Using that dérailleur for dh would probably make my wallet weep. Probably better off sticking with xt..


----------



## Sim2u (Nov 22, 2006)

Sorry chooo, I was not trying to be a nob or anything. I was just being sarcastic mate and did not mean to demean you in anyway, your a really cool chap in my books and I have read quite a few of your posts. So please do not take any offense to my post mate ok, it was in no way a personal attack or insult to make you look silly either.

In terms of the XO in comparison to the XTR, they are almost equal in terms of vulnerability, although the XO is perhaps more burly though and it has the Alum BPlate too. Yet its CF is perhaps less than what Shimano's is in my OP. But, both can and ARE used in DH racing, riding and extreme messing around...just depends on the riders prefs, terrain and set up at the time. I have maybe 3 rear mechs I use for different riding applications all related to DH and FR. But this is my pref and opinion, many may disagree of course, but each is to their own in terms of tool choices.



chooofoojoo said:


> Just an FYI, i already ate my own words a few posts below (about an hour ago, well in advance of your post.) No one is infallible, as everyone makes mistakes. in fact I just made a mistake via the use of a double-negative in the previous sentence. :nono:


----------



## Sim2u (Nov 22, 2006)

+1...totally aggree.

In terms of warranty...I have no idea as I really do not know any more details other than what has already been stated, but your probably right though.:thumbsup:



karateka said:


> this version of xtr doesn't seem to appear as rugged as the older models. And just because its the 'best shimano has to offer', it doesnt mean it will take unprecedented abuse. Its sold as a racing part. But in jstuarts case, he just got a bogus dérailleur and from what you're saying it sounds like warranty-city to me..
> 
> Using that dérailleur for dh would probably make my wallet weep. Probably better off sticking with xt..


----------



## chooofoojoo (Feb 22, 2007)

Dalis12 said:


> i'm chill, was just giving him some ****


all in good humor man. It's actually good now to know such a der. exists.
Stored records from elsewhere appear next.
PR #487, opened 2021-10-15
SDA-4916 add validation to sts cluster create mode flag

ciaranRoche:
Currently mode is not validated until the operator roles func is called. This leads to a confusing error, and breaks the mode flow. This change validates mode value before the cluster is created 

Closes : https://issues.redhat.com/browse/SDA-4916


ciaranRoche:
@vkareh @pvasant PTAL

PR #492, opened 2021-10-19
add --mode to create command output

ciaranRoche:
This change : 

- Adds --mode to create command output
- Reduces message from error to info on delete operator roles if no roles are found
- Reduces message from error to info on delete oidc provider if no provider is found

[Verification](https://gist.github.com/ciaranRoche/a21d33a4e4d303fa268a508cb3f8df46)

### DIFF
--- a/cmd/dlt/oidcprovider/cmd.go
+++ b/cmd/dlt/oidcprovider/cmd.go
@@ -141,8 +141,8 @@ func run(cmd *cobra.Command, argv []string) {
 		os.Exit(1)
 	}
 	if providerARN == "" {
-		reporter.Errorf("Cluster '%s' doesn't have OIDC provider associated with it.", clusterKey)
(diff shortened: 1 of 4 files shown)


cmd/dlt/oidcprovider/cmd.go
```diff
@@ -141,8 +141,8 @@ func run(cmd *cobra.Command, argv []string) {
 		os.Exit(1)
 	}
 	if providerARN == "" {
-		reporter.Errorf("Cluster '%s' doesn't have OIDC provider associated with it.", clusterKey)
-		os.Exit(1)
+		reporter.Infof("Cluster '%s' doesn't have OIDC provider associated with it.", clusterKey)
+		return
```
pvasant, line 145: @ciaranRoche  what is the purpose of return instead of exit?

PR #512, opened 2021-11-02
Clarify `verify permissions` cmd is only for non-STS clusters

zgalor:
Related: [SDA-4729](https://issues.redhat.com/browse/SDA-4729)


zgalor:
@ciaranRoche @pvasant @vkareh PTAL

ciaranRoche:
/lgtm 

image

And as far as things being used for their intended purposes here's a little note :

Things are designed, and optimized with one purpose or general area of purpose in mind. Yes to a certain extent a Der. is a Der. (a horse is a horse of course of course....) but certain Der. have design advantages that cater to a certain segment of riding. The XTR has been optimized for weight, and fluidity of shifts, much in line with the tastes of the XCer's pallet. Other such der's (we will use the XT shadow for example) have been designed to take more rigorous abuse, and deal with more and greater external forces. They have reinforced hinge pins, tweaked geometry (yes Ders. have geometry tweaks) and have more material where needed. Some aspects of their design carry over from model to model (such as the O.P.s cage hinge spring). All in all Yes I do think that an XTR will wear out quicker on a DH bike, then an XT counterpart assuming all other variables constant.


----------



## Sim2u (Nov 22, 2006)

Of course of course...a horse is a horse except when its a donky :thumbsup: and then a donkey of course is no hourse... 
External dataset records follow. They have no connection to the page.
PR #514, opened 2021-11-03
Check for pre-existing operator roles and error if they exist

zgalor:
Related: [SDA-4624](https://issues.redhat.com/browse/SDA-4624)

```
$ ./rosa create cluster --sts --operator-roles-prefix zg-oct-14-u8z3 -c zg-nov-3
W: More than one Installer role found
? Installer role ARN: arn:aws:iam::765374464689:role/ManagedOpenShift-Installer-Role
I: Using arn:aws:iam::765374464689:role/ManagedOpenShift-ControlPlane-Role for the ControlPlane role
I: Using arn:aws:iam::765374464689:role/ManagedOpenShift-Worker-Role for the Worker role
I: Using arn:aws:iam::765374464689:role/ManagedOpenShift-Support-Role for the Support role
E: Error validating role: A role named 'zg-oct-14-u8z3-openshift-machine-api-aws-cloud-credentials' already exists. Please delete the existing role, or provide a different prefix
```

### DIFF
--- a/pkg/aws/policies.go
+++ b/pkg/aws/policies.go
@@ -238,6 +238,25 @@ func (c *awsClient) EnsureRole(name string, policy string, permissionsBoundary s
 	return roleArn, nil
 }
 
+func (c *awsClient) ValidateRoleNameAvailable(name string) (err error) {
+	_, err = c.iamClient.GetRole(&iam.GetRoleInput{
+		RoleName: aws.String(name),
+	})
+	if err == nil {
+		// If we found an existing role with this name we want to error
+		return fmt.Errorf("A role named '%s' already exists. "+
+			"Please delete the existing role, or provide a different prefix", name)
+	}
+
+	if aerr, ok := err.(awserr.Error); ok {
+		switch aerr.Code() {
+		case iam.ErrCodeNoSuchEntityException:
+			// This is what we want
+			return nil
+		}
+	}
+	return fmt.Errorf("Error validating role name '%s': %v", name, err)
+}
 func (c *awsClient) updateAssumeRolePolicyPrincipals(policy string, role *iam.Role) (string, bool, error) {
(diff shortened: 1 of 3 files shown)


zgalor:
@vkareh @pvasant @ciaranRoche PTAL

pkg/aws/policies.go
```diff
@@ -238,6 +238,24 @@ func (c *awsClient) EnsureRole(name string, policy string, permissionsBoundary s
 	return roleArn, nil
 }
 
+func (c *awsClient) ValidateRoleNameAvailable(name string) (err error) {
+	_, err = c.iamClient.GetRole(&iam.GetRoleInput{
+		RoleName: aws.String(name),
+	})
+	if err == nil {
+		// If we found an existing role with this name we want to error
+		return fmt.Errorf("A role named '%s' already exists", name)
```
ciaranRoche, line 247: should we give some action for the user to take here? Feels like the error is kinda confusing, would it be better to return an info message with some options to either create cluster with different role prefix, or delete existing role prefix if its not in use :thinking:

zgalor: Something like 'Please delete the existing role, or use a different prefix'?

ciaranRoche: yeah i think its a common pattern in the cli, to provide some [next steps](https://github.com/openshift/rosa/blob/master/cmd/create/cluster/cmd.go#L1701-L1721) especially if it can be solved with the CLI

zgalor: fixed

pvasant:
@zgalor  i think we need to  do this 

"if when creating operator roles for a cluster rosa detects that they exist, we can compare the OIDC provider that they're attached to and error out"

zgalor:
> @zgalor i think we need to do this
> 
> "if when creating operator roles for a cluster rosa detects that they exist, we can compare the OIDC provider that they're attached to and error out"

IIUC per my offline chat with @vkareh we can skip it and just error.
@vkareh ?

I would say that in the course of racing or HFUsage, the XTR would of course ware out faster and have a higher failure rate than the XT in that context, yet when youo are sponsored, it really is irrelevent. However, when you are not and weight IS an issue, then the XT rear Mech is the way to go other than Sram. Although, I love Sram but I am not a fan of their CF quality at all, it is much less stronger than XTRs CF. Although it has the ALum BPlate to give it more tortional rigidity and flex to help with any undue or premature breakage as such.

But as I mentioned before, I have about 3 rear mechs to suit various trail situations a such, so I do not really PUSH my XTR Shadow into majorly abusive situations that would endanger it too far beyond its design perameters though.

Chooo, sometimes a double negative can be used in ironic, rhetorical and or also sarcastic situations such as a Pos = Pos or Neg = Neg Tag: Eg: You cant ride down the mountain, Cant' you!? At least this is my assumption remembering my university writing sessions...?


----------



## Djponee (Dec 20, 2006)

try sram, they don't break as long as you use it for INTENDED USE.


----------



## Sim2u (Nov 22, 2006)

Well..._intended_ use is a technically very WIDE area mate.


----------



## fran (Jan 24, 2004)

The same stuff happened to me with TWO shadow rear ders.
I do ride XC and it happened to me more than 5 times and all the times were going downhill, not necesary trough rough stuff or rock gardens...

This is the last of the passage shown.